Aggregated histories

The following sections describe what kind of mechanisms there are for configuring how numerical process data is stored into process history tables. Although the configuration is very easy through the Tag interface class, it is good to understand some details as well, especially in situations where the default configuration does not meet the requirements well enough.

The figure below illustrates the classes related to history configuration. The details of the Tag and Variable classes have been presented in previous articles. To summarize, the Tag class is an interface class that is used to configure the database. Instances of the Variable and TransformationEngineering classes are created automatically when the Tag instance is created, and the lifetime is bound to the lifetime of the Tag instance (composition).

The HistoryCollectionTemplate class defines what kind of secondary logs are collected for each tag.

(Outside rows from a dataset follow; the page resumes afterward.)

PR #7443, opened 2026-01-15
feat(auth): update default auth

jessicasingh7:
## Description

removed no auth and default is now basic and/or google auth

[Linear project](https://linear.app/onyx-app/project/update-default-auth-61e6eac3f333/overview)

## How Has This Been Tested?

ran with different auth env vars, tested migration with no auth case w local db

## Additional Options

---
## Summary by cubic
Removed “no auth” mode. Default auth is now Basic (legacy AUTH_TYPE=disabled/none falls back to Basic with a warning). Added an anonymous user for restricted unauthenticated access, plus safe migrations that preserve no‑auth data and transfer it to the first real user on signup. Aligns with Linear project “update-default-auth”.

- **New Features**
  - Default AUTH_TYPE=BASIC; removed disabled‑auth paths; enforced across API and UI; deprecated AUTH_TYPE=disabled/none now maps to BASIC with a warning.
  - Optional OAuth login when OAUTH_CLIENT_ID/SECRET are set; backend routes wired; login shows a provider button when available; PAT routes are always available.
  - Introduced a permanent anonymous user for limited, public‑only use; updated permissions and global‑only rate limits; excluded from analytics and user lists.

- **Migration**
  - Placeholder user created to hold all NULL user_id records from no‑auth; a DB trigger transfers data to the first real user on signup.
  - Added a migration to create a permanent anonymous user and move any remaining NULL user_id records to it.
  - Evals now require a real user via search_permissions_email and an API key; removed no‑auth eval flow.

<sup>Written for commit 9b0dc5b158b24a6569ec297e6575833c441f515f. Summary will update on new commits.</sup>

### DIFF
--- a/backend/alembic/versions/f7ca3e2f45d9_migrate_no_auth_data_to_placeholder.py
+++ b/backend/alembic/versions/f7ca3e2f45d9_migrate_no_auth_data_to_placeholder.py
@@ -8,7 +8,7 @@ A database trigger is installed that automatically transfers all data from
 the placeholder user to the first real user who registers, then drops itself.
 
 Revision ID: f7ca3e2f45d9
-Revises: 849b21c732f8
+Revises: 78ebc66946a0
 Create Date: 2026-01-15 12:49:53.802741
 
 """
@@ -23,7 +23,7 @@ from shared_configs.configs import MULTI_TENANT
 
 # revision identifiers, used by Alembic.
 revision = "f7ca3e2f45d9"
-down_revision = "849b21c732f8"
+down_revision = "78ebc66946a0"
 branch_labels = None
 depends_on = None
 


backend/alembic/versions/f7ca3e2f45d9_migrate_no_auth_data_to_placeholder.py
```diff
@@ -0,0 +1,159 @@
...
+
+
+def upgrade() -> None:
+    """
+    Create a placeholder user and assign all NULL user_id records to it.
+    """
+    connection = op.get_bind()
+
+    # Check if there are any NULL user_id records that need migration
+    tables_to_check = [
```
Danelegend, line 153: usage_reports and user_projects also have nullable user_ids. Are these ok to skip?

backend/alembic/versions/f7ca3e2f45d9_migrate_no_auth_data_to_placeholder.py
```diff
@@ -0,0 +1,159 @@
...
+            )
+            if result.fetchone():
+                has_null_records = True
+                break
+        except Exception:
+            # Table might not exist
+            pass
+
+    if not has_null_records:
+        print("No NULL user_id records found. Skipping placeholder user creation.")
```
Danelegend: probs not worth printing this

backend/alembic/versions/f7ca3e2f45d9_migrate_no_auth_data_to_placeholder.py
```diff
@@ -0,0 +1,159 @@
...
+                "id": NO_AUTH_PLACEHOLDER_USER_UUID,
+                "email": NO_AUTH_PLACEHOLDER_USER_EMAIL,
+                "hashed_password": "",  # Empty password - user cannot log in
+                "is_active": False,  # Inactive - user cannot log in
+                "is_superuser": False,
+                "is_verified": False,
+                "role": "BASIC",
+            },
+        )
+        print(f"Created placeholder user: {NO_AUTH_PLACEHOLDER_USER_EMAIL}")
```
Danelegend: Can remove

backend/alembic/versions/f7ca3e2f45d9_migrate_no_auth_data_to_placeholder.py
```diff
@@ -0,0 +1,159 @@
...
+    for table in tables_to_check:
+        try:
+            # Exclude public credential (id=0) which must remain user_id=NULL
+            # Exclude builtin tools (in_code_tool_id IS NOT NULL) which must remain user_id=NULL
+            if table == "credential":
+                condition = "user_id IS NULL AND id != 0"
+            elif table == "tool":
+                condition = "user_id IS NULL AND in_code_tool_id IS NULL"
+            else:
+                condition = "user_id IS NULL"
```
Danelegend: kinda nitty, but would be better to write condition = "user_id IS NULL" above the conditionals, then build. on top of that

backend/alembic/versions/f7ca3e2f45d9_migrate_no_auth_data_to_placeholder.py
```diff
@@ -0,0 +1,159 @@
...
+                    SET user_id = :user_id
+                    WHERE {condition}
+                    """
+                ),
+                {"user_id": NO_AUTH_PLACEHOLDER_USER_UUID},
+            )
+            if result.rowcount > 0:
+                print(f"Updated {result.rowcount} rows in {table}")
+        except Exception as e:
+            print(f"Skipping {table}: {e}")
```
Danelegend, line 228: Why is a silent failure ok here? And when would we expect it to occur?

backend/alembic/versions/f7ca3e2f45d9_migrate_no_auth_data_to_placeholder.py
```diff
@@ -0,0 +1,159 @@
...
+
+
+def downgrade() -> None:
+    """
+    Set placeholder user's records back to NULL and delete the placeholder user.
+    """
+    connection = op.get_bind()
+
+    tables_to_update = [
```
Danelegend, line 251: Move tables_to_update outside both functions so you only have to write it once. Maintains a single source of truth aspect

backend/alembic/versions/f7ca3e2f45d9_migrate_no_auth_data_to_placeholder.py
```diff
@@ -0,0 +1,159 @@
...
+        except Exception:
+            # Table might not exist
+            pass
+
+    if not has_null_records:
+        print("No NULL user_id records found. Skipping placeholder user creation.")
+        return
+
+    # Check if placeholder user already exists
+    result = connection.execute(
```
Danelegend: Afaik migrations have a guaranteed order. So I don't think we'd expect another placeholder user, and so erroring would maybe be ideal if that is the case? Could be wrong though

backend/alembic/versions/f7ca3e2f45d9_migrate_no_auth_data_to_placeholder.py
```diff
@@ -0,0 +1,159 @@
...
+                ),
+                {"user_id": NO_AUTH_PLACEHOLDER_USER_UUID},
+            )
+        except Exception:
+            pass
+
+    # Delete the placeholder user
+    connection.execute(
+        sa.text('DELETE FROM "user" WHERE id = :user_id'),
+        {"user_id": NO_AUTH_PLACEHOLDER_USER_UUID},
```
Danelegend, line 280: Just jumping on my comment before about how this guy should not exist. The current code-path suggests there is a chance he could exist (although I don't think he does). If he were to alrdy exist and we delete him, wouldn't that potentially create problems / things would mutate away from the expected flow.

I think the trick is to assume this guy doesn't exist and error if he does. That way we can assume here for sure that he doesn't exist

backend/onyx/auth/users.py
```diff
@@ -500,6 +501,85 @@ async def _assign_default_pinned_assistants(
         )
         user.pinned_assistants = default_persona_ids
 
+    async def _migrate_no_auth_data_to_user(
```
Danelegend: Hmm, this code-path is gonna be very inactive / triggered very infrequently. It might be possible to write this as a database trigger instead that listens for user creation and runs once when that happens (and ports the data over). It can then stop running in the future (or even drop itself after event completion). That way this logic only exists for users who need to be ported over, and we don't bloat the codebase.

Might be worth talking to Evan or Yuhong about this one

backend/onyx/auth/users.py
```diff
@@ -500,6 +501,85 @@ async def _assign_default_pinned_assistants(
...
+        to the first registered user. This transfers ownership of all data that
+        was created when AUTH_TYPE=disabled was in use.
+
+        The placeholder user is deleted after successful migration.
+        """
+        placeholder_uuid = uuid.UUID(NO_AUTH_PLACEHOLDER_USER_UUID)
+
+        # Check if placeholder user exists
+        result = await db_session.execute(
+            text('SELECT id FROM "user" WHERE id = :user_id'),
```
Danelegend: Should probs use ORM

backend/onyx/auth/users.py
```diff
@@ -500,6 +501,85 @@ async def _assign_default_pinned_assistants(
...
+                        "placeholder_user_id": str(placeholder_uuid),
+                    },
+                )
+                if result.rowcount > 0:  # type: ignore[attr-defined]
+                    logger.info(f"Migrated {result.rowcount} rows in {table}")  # type: ignore[attr-defined]
+            except Exception as e:
+                logger.warning(f"Could not migrate {table}: {e}")
+
+        # Make the user an admin since they had admin access in no-auth mode
+        # Use raw SQL to keep everything in the same transaction
```
Danelegend: I think we can swap between text + ORM and keep it in the same transaction as long as we call .commit at the end

backend/onyx/main.py
```diff
@@ -447,14 +447,14 @@ def get_application(lifespan_override: Lifespan | None = None) -> FastAPI:
             prefix="/users",
         )
 
-    if AUTH_TYPE == AuthType.GOOGLE_OAUTH:
-        # For Google OAuth, refresh tokens are requested by:
-        # 1. Adding the right scopes
-        # 2. Properly configuring OAuth in Google Cloud Console to allow offline access
+    # Register Google OAuth when AUTH_TYPE is GOOGLE_OAUTH, or when
+    # AUTH_TYPE is BASIC and OAuth credentials are configured
+    if AUTH_TYPE == AuthType.GOOGLE_OAUTH or (
```
Danelegend, line 458: What's the difference between the two. When would we be in the second one but not the first?

Danelegend (changes requested):
Removals look good. I'm just interested if we can find a way to move the migration out of the codebase and into the database or something. It seems like something that can be solved with DB triggers and means that this niche path won't exist in the codebase.

Might be worth a discussion

jessicasingh7:
@greptile

backend/onyx/main.py
jessicasingh7: when GOOGLE_OAUTH is set only google_oauth login is allowed and if it's BASIC with google oauth creds then both login options are shown

backend/alembic/versions/f7ca3e2f45d9_migrate_no_auth_data_to_placeholder.py
jessicasingh7: this is a part of the downgrade flow where anonymous users may have been created with the migration

backend/alembic/versions/f7ca3e2f45d9_migrate_no_auth_data_to_placeholder.py
jessicasingh7: if usage_reports are none it means it was auto generated and user_projects cannot have null user_ids because nullable=False

backend/alembic/versions/f7ca3e2f45d9_migrate_no_auth_data_to_placeholder.py
jessicasingh7: Since this is a best effort migration of anonymous data, we wouldn't want a missing table to fail the migration so we just log and continue

backend/alembic/versions/f7ca3e2f45d9_migrate_no_auth_data_to_placeholder.py
Danelegend: I think what I meant is that in the upgrade script you have this:

sa.text('SELECT id FROM "user" WHERE id = :user_id'),
        {"user_id": NO_AUTH_PLACEHOLDER_USER_UUID},
which is used to check if the placeholder user exists. If they don't exist we create them.

But in the downgrade script, we delete them. So just by reasoning from the code, there exists a world where the above said there was a user (so we don't create a new one). And then the downgrade deletes that pre-existing user which is a side-effect in this case.

I'm gonna go under the assumption that this user doesn't exist (and the upgrade check should never actually return True). But worth a quick thought

backend/alembic/versions/e7f8a9b0c1d2_create_anonymous_user.py
```diff
@@ -0,0 +1,143 @@
...
+
+def downgrade() -> None:
+    """
+    Set anonymous user's records back to NULL and delete the anonymous user.
+    """
+    connection = op.get_bind()
+
+    # Note: agent__search_metrics was dropped in migration a1b2c3d4e5f7
+    tables_to_update = [
+        "chat_session",
```
Danelegend: Nit: Personally I'd make this an out-of-function constant used in both upgrade and downgrade. Saves time repeating + minimises risk of misalignment

backend/alembic/versions/e7f8a9b0c1d2_create_anonymous_user.py
```diff
@@ -0,0 +1,143 @@
...
+                    WHERE user_id = :user_id
+                    """
+                ),
+                {"user_id": ANONYMOUS_USER_UUID},
+            )
+        except Exception:
+            pass
+
+    # Delete the anonymous user
+    connection.execute(
```
Danelegend, line 122:
```
 # Check if anonymous user already exists
    result = connection.execute(
        sa.text('SELECT id FROM "user" WHERE id = :user_id'),
        {"user_id": ANONYMOUS_USER_UUID},
    )
    if result.fetchone():
        print("Anonymous user already exists. Skipping creation.")
```

If result.fetchone() is true (so anon user alrdy exists), is deleting here going to be a problem? Since this hypothetical would be affecting beyond just this migration.
Is result.fetchone() even a code-path we expect?

backend/alembic/versions/f7ca3e2f45d9_migrate_no_auth_data_to_placeholder.py
```diff
@@ -0,0 +1,281 @@
...
+depends_on = None
+
+# Must match constants in onyx/configs/constants.py file
+NO_AUTH_PLACEHOLDER_USER_UUID = "00000000-0000-0000-0000-000000000001"
+NO_AUTH_PLACEHOLDER_USER_EMAIL = "no-auth-placeholder@onyx.app"
+
+
+# Trigger function that migrates data from placeholder to first real user
+MIGRATE_NO_AUTH_TRIGGER_FUNCTION = """
+CREATE OR REPLACE FUNCTION migrate_no_auth_data_to_user()
```
Danelegend: Can be extract out the function name and trigger name, make them constants and then insert them into the string via formatting. It'll just ensure a bit more safety cause  it's a bit long this function

Danelegend:
@greptile

backend/alembic/versions/f7ca3e2f45d9_migrate_no_auth_data_to_placeholder.py
```diff
@@ -0,0 +1,281 @@
...
+    connection.execute(sa.text(MIGRATE_NO_AUTH_TRIGGER))
+    print("Installed trigger for automatic data migration on first user registration")
+
+
+def downgrade() -> None:
+    """
+    Drop trigger and function, set placeholder user's records back to NULL,
+    and delete the placeholder user.
+    """
+    connection = op.get_bind()
```
Danelegend, line 245: probs add a skip for MULTI-TENANT for consistency

backend/ee/onyx/db/analytics.py
```diff
@@ -334,11 +335,10 @@ def fetch_assistant_unique_users_total(
...
 # or if they are an admin
 def user_can_view_assistant_stats(
-    db_session: Session, user: User | None, assistant_id: int
+    db_session: Session, user: User, assistant_id: int
 ) -> bool:
-    # If user is None and auth is disabled, assume the user is an admin
-
-    if user is None or user.role == UserRole.ADMIN:
+    # Anonymous users and admins can view all stats
+    if str(user.id) == ANONYMOUS_USER_UUID or user.role == UserRole.ADMIN:
```
Danelegend: Just want to double check that this is something we want to support for anon users. Based on the comments it seems like anon users might have been overlooked here

backend/ee/onyx/db/token_limit.py
```diff
@@ -18,13 +18,15 @@
...
-    stmt: Select, user: User | None, get_editable: bool = True
-) -> Select:
-    # If user is None and auth is disabled, assume the user is an admin
-    if (user is None and DISABLE_AUTH) or (user and user.role == UserRole.ADMIN):
+def _add_user_filters(stmt: Select, user: User, get_editable: bool = True) -> Select:
+    if user.role == UserRole.ADMIN:
         return stmt
 
+    # If anonymous user, only show global/public token_rate_limits
+    if str(user.id) == ANONYMOUS_USER_UUID:
```
Danelegend: Maybe make this a property on the user model instead (.is_anonymous)

backend/ee/onyx/db/user_group.py
```diff
@@ -144,7 +145,8 @@ def validate_object_creation_for_user(
     if object_is_perm_sync and not target_group_ids:
         return
 
-    if not user or user.role == UserRole.ADMIN:
+    # Anonymous users and admins are allowed
+    if str(user.id) == ANONYMOUS_USER_UUID or user.role == UserRole.ADMIN:
```
Danelegend: Again, maybe just validate that anon users are meant to have admin level perms

backend/onyx/chat/process_message.py
```diff
@@ -318,12 +319,14 @@ def handle_stream_message_objects(
     chat_session: ChatSession | None = None
     redis_client: Redis | None = None
 
-    user_id = user.id if user is not None else None
-    llm_user_identifier = (
-        user.email
-        if user is not None and getattr(user, "email", None)
-        else (str(user_id) if user_id else "anonymous_user")
-    )
+    user_id = user.id if user else None
```
Danelegend: Why can user be None in this function? The upstream api function ('send-chat-message') that calls this function has been typed to just User

backend/onyx/configs/app_configs.py
```diff
@@ -71,8 +74,16 @@
 #####
 # Auth Configs
 #####
-AUTH_TYPE = AuthType((os.environ.get("AUTH_TYPE") or AuthType.DISABLED.value).lower())
-DISABLE_AUTH = AUTH_TYPE == AuthType.DISABLED
+# Upgrades users from disabled auth to basic auth and shows warning.
+_auth_type_str = (os.environ.get("AUTH_TYPE") or AuthType.BASIC.value).lower()
```
Danelegend: If we're wanting this warning, shouldn't we get rid of 'or AuthType.BASIC.value'

backend/onyx/server/settings/api.py
```diff
@@ -70,63 +57,6 @@ def fetch_settings(
 
     return UserSettings(
         **general_settings.model_dump(),
-        notifications=settings_notifications,
+        notifications=[],
         needs_reindexing=needs_reindexing,
     )
-
-
-def get_settings_notifications(
```
Danelegend, line 83: Seems like there's user and admin logic that's getting removed here?

Danelegend (changes requested):
Couple more things. I definetely think we can make an is_anonymous property to clear up a few more LOC.

Also gonna check out in my local branch tmr just to make sure there are no more User | None missing

Danelegend:
I think there's also a couple new routes and flows that need to have the User | None removed (re search_backend.py). Maybe prepare that in a separate PR though as this ones getting pretty big

Danelegend:
One more comment, I see handle_stream_message_objects (and stream_chat_message_objects) still support User | None because it looks like the eval pipeline can put in a None user. What is we remove the potential for the eval pipeline to put in a None user, so then the downstream affects are we no longer need to handle None in this core flow

backend/onyx/configs/app_configs.py
jessicasingh7: we'll upgrade users to basic if they are have auth_type disabled or unset and show this warning

backend/alembic/versions/e7f8a9b0c1d2_create_anonymous_user.py
jessicasingh7: removed

backend/onyx/server/settings/api.py
jessicasingh7: I think we were discussing this code is not being used but won't have this as a part of this pr

web/src/app/auth/login/page.tsx
```diff
@@ -76,7 +71,14 @@ export default async function Page(props: PageProps) {
   let authUrl: string | null = null;
   if (authTypeMetadata) {
     try {
-      authUrl = await getAuthUrlSS(authTypeMetadata.authType, nextUrl!);
+      authUrl = await getAuthUrlSS(authTypeMetadata.authType, nextUrl);
```
Danelegend: Nit: Maybe use if (...) else ... instead here. I think the ai comments are valid

backend/alembic/versions/f7ca3e2f45d9_migrate_no_auth_data_to_placeholder.py
```diff
@@ -0,0 +1,275 @@
...
+    """
+    Create a placeholder user and assign all NULL user_id records to it.
+    Install a trigger that migrates data to the first real user and self-destructs.
+    Only runs if no real users exist (true AUTH_TYPE=disabled deployment).
+
+    Skipped in multi-tenant mode - each tenant starts fresh with no legacy data.
+    """
+    # Skip in multi-tenant mode - this migration handles single-tenant
+    # AUTH_TYPE=disabled -> auth transitions only
+    if MULTI_TENANT:
```
yuhongsun96, line 140: What happens if it's a new deployment with no users? Thoughts on just doing this stuff only if AUTH_TYPE=disabled env var is set? I'm much more concerned about negative consequences for real users than issues for the auth disabled users

backend/ee/onyx/db/analytics.py
```diff
@@ -334,11 +334,10 @@ def fetch_assistant_unique_users_total(
...
 # or if they are an admin
 def user_can_view_assistant_stats(
-    db_session: Session, user: User | None, assistant_id: int
+    db_session: Session, user: User, assistant_id: int
 ) -> bool:
-    # If user is None and auth is disabled, assume the user is an admin
-
-    if user is None or user.role == UserRole.ADMIN:
+    # Anonymous users and admins can view all stats
+    if user.is_anonymous or user.role == UserRole.ADMIN:
```
yuhongsun96: This feels kind of strange to me that anonymous users would be able to do this but basic users cannot

yuhongsun96: Honestly with the UI how it is now, I think this check doesn't even need to exist. It's just agent metadata, I think it's fine to remove the check entirely

backend/ee/onyx/db/user_group.py
```diff
@@ -144,7 +144,8 @@ def validate_object_creation_for_user(
     if object_is_perm_sync and not target_group_ids:
         return
 
-    if not user or user.role == UserRole.ADMIN:
+    # Anonymous users and admins are allowed
```
yuhongsun96: This should not be the case. Anonymous users have very limited scope and should not be able to do this

backend/ee/onyx/external_permissions/post_query_censoring.py
```diff
@@ -34,15 +34,15 @@ def _get_all_censoring_enabled_sources() -> set[DocumentSource]:
...
+    user: User,
 ) -> list[InferenceChunk]:
     """
     This function checks all chunks to see if they need to be sent to a censoring
     function. If they do, it sends them to the censoring function and returns the
     censored chunks. If they don't, it returns the original chunks.
     """
-    if user is None:
-        # if user is None, permissions are not enforced
+    # Anonymous users skip permission enforcement
```
yuhongsun96: Whoa whoa whoa, this is very much not correct, this means if someone does not sign in, they can bipass ACL checks

yuhongsun96: I do think the anonymous users feature was poorly designed and built but we should definitely not be doing things like this. It hasn't been a problem because the users of the feature are not connecting up sensitive information but this enables exploits which are quite bad

backend/ee/onyx/search/process_search_query.py
```diff
@@ -101,8 +101,7 @@ def stream_search_query(
     # Build list of all executed queries for tracking
     all_executed_queries = [original_query] + keyword_expansions
 
-    # TODO remove this check, user should not be None
-    if user is not None:
+    if not user.is_anonymous:
```
yuhongsun96, line 104: The check doesn't need to be here, it should just require a user which is now enforced at the function level, the reason it has a "if user is not None" is because create_search_query does not allow for a None user.

We should not be blanket replacing everything with user.is_anonymous

backend/ee/onyx/server/query_and_chat/search_backend.py
```diff
@@ -146,9 +145,8 @@ def get_search_history(
             detail="filter_days must be greater than 0",
         )
 
-    # TODO(yuhong) remove this
-    if user is None:
-        # Return empty list for unauthenticated users
+    if user.is_anonymous:
```
yuhongsun96: This check doesn't need to be here

backend/onyx/auth/users.py
```diff
@@ -1420,14 +1425,11 @@ async def current_user(
...
 async def current_curator_or_admin_user(
-    user: User | None = Depends(current_user),
-) -> User | None:
-    if DISABLE_AUTH:
-        return None
-
-    if not user or not hasattr(user, "role"):
+    user: User = Depends(current_user),
+) -> User:
+    if not hasattr(user, "role"):
```
yuhongsun96: Is this not enforced by the User role field being a not nullable enum? I would remove this check

backend/onyx/auth/users.py
```diff
@@ -1439,11 +1441,8 @@ async def current_curator_or_admin_user(
     return user
 
 
-async def current_admin_user(user: User | None = Depends(current_user)) -> User | None:
-    if DISABLE_AUTH:
-        return None
-
-    if not user or not hasattr(user, "role") or user.role != UserRole.ADMIN:
+async def current_admin_user(user: User = Depends(current_user)) -> User:
+    if not hasattr(user, "role") or user.role != UserRole.ADMIN:
```
yuhongsun96: Same here

backend/onyx/db/models.py
```diff
@@ -93,6 +94,9 @@
 from shared_configs.enums import RerankerProvider
 from onyx.context.search.enums import RecencyBiasSetting
 
+# TODO: After anonymous user migration has been deployed, make user_id columns NOT NULL
```
yuhongsun96, line 103: I think it's ok if we want to have this as a follow up PR but I think a lot of foreign keys can now be not nullable

backend/onyx/db/memory.py
```diff
@@ -5,9 +5,9 @@
 from onyx.db.models import User
 
 
-def get_memories(user: User | None, db_session: Session) -> list[str]:
+def get_memories(user: User, db_session: Session) -> list[str]:
     # Anonymous users and None users don't have memories
-    if not user or user.is_anonymous:
+    if user.is_anonymous:
```
Danelegend: Don't need cause no memories

backend/onyx/server/kg/api.py
```diff
@@ -127,9 +127,9 @@ def enable_or_disable_kg(
             # If persona doesn't exist or can't be restored, create a new one below
             pass
 
-    # Create KG Beta persona
-    user_ids = [user.id] if user else []
-    is_public = len(user_ids) == 0
+    # Create KG Beta persona (private to the admin who enabled KG)
+    user_ids = [user.id]
+    is_public = False
```
Danelegend: Can probs remove these variables and put them in the UpsertRequest directly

By default, there are history collection templates defined for:

Average (AVG)
Sum of Values (SUM)
Minimum (MIN)
Maximum (MAX)
Deviation (DEV)
First Value (FVA)
Last Value (LVA)
Operating Time (OPT)
Startup Count (CNT)
Forecast Averages (FOR)

741 — Figure 1. Relationships between classes that define how numerical data is historized into actual database tables.

The property HistoryCollectionTemplates from the Tag class is used to configure which (0 to N) history collection templates are applied, i.e. defined to be collected, when the tag begins to receive values from an external data source.

Each history collection template defines the chain of histories using the property Template. The default templates consist of three periods: 1 minute, 1 hour and 1 day. The 1-minute history is collected from raw history (Current history), 1-hour history is collected from 1-minute history, and 1-day history is collected from 1-hour history.

Finally, the History class defines what kind of physical history tables there are available in the database. These histories are referred from the HistoryCollectionTemplate class by Name. Each history definition defines exactly how data is collected. More detailed information about the HistoryCollectionTemplate and History classes is available in the following sections.

The OPT and CNT histories needs definitions in the Variables table in order to define the operating state (StatisticsLimitFunction and StatisticsReferenceValue). (The OPT and CNT aggregates are available only for Variables, not for historized properties of equipments).

📘
Aggregated Time Series Configuration
Further information on Aggregated time series configuration and HistoryCollectionTemplate class through link: Aggregated Time Series Configuration

Using History collection templates

The History collection templates list is found from Engineering UI under Histories\Aggregation Templates. There are also displays for History Tables (History class) and History Collections (Transformation Engineering class).

880 — Figure 2. History collection templates that are available by default after installation.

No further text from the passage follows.